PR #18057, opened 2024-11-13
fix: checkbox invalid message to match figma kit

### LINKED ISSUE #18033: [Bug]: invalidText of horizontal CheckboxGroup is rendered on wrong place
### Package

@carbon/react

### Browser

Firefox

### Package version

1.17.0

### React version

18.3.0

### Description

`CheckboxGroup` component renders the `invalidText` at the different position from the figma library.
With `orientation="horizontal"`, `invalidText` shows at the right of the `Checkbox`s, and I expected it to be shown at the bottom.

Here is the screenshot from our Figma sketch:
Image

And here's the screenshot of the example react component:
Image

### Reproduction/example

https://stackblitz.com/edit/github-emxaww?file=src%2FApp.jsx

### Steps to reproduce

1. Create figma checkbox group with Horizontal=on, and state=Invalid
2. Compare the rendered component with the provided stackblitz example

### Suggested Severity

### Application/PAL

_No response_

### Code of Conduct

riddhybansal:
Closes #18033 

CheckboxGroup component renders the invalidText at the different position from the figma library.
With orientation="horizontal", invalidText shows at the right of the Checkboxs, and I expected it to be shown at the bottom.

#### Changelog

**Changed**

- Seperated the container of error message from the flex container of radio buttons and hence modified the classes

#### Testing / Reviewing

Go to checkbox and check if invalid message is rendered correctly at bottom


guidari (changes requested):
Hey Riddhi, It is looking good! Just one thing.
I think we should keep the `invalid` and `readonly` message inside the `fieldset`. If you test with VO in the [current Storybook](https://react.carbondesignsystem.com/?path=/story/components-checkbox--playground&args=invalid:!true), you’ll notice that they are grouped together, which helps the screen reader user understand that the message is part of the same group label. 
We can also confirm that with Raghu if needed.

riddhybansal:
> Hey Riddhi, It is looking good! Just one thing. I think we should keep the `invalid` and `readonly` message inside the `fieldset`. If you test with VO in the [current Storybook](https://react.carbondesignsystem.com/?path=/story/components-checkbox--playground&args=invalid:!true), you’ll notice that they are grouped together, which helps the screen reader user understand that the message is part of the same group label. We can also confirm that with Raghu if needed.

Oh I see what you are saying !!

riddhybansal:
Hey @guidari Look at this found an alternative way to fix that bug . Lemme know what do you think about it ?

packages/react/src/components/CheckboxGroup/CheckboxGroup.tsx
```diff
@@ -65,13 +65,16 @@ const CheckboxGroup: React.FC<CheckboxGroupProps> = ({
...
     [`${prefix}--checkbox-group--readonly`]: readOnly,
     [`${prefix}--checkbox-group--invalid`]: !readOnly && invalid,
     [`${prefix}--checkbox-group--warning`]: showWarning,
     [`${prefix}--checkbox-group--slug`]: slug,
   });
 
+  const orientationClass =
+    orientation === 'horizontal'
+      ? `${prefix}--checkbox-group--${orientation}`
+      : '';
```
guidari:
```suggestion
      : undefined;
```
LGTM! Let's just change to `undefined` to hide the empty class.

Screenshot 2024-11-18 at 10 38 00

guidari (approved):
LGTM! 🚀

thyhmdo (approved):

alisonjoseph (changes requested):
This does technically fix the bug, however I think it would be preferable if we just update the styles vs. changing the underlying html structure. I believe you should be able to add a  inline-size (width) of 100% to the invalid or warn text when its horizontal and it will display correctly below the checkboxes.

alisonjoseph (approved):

---------------

*Task*.
Taking the entries above, write out exactly the lines starting with the line containing "invalidText shows at" and going on through the line containing "Go to checkbox", both included, and nothing else.

*Task result*.
With orientation="horizontal", invalidText shows at the right of the Checkboxs, and I expected it to be shown at the bottom.

#### Changelog

**Changed**

- Seperated the container of error message from the flex container of radio buttons and hence modified the classes

#### Testing / Reviewing

Go to checkbox and check if invalid message is rendered correctly at bottom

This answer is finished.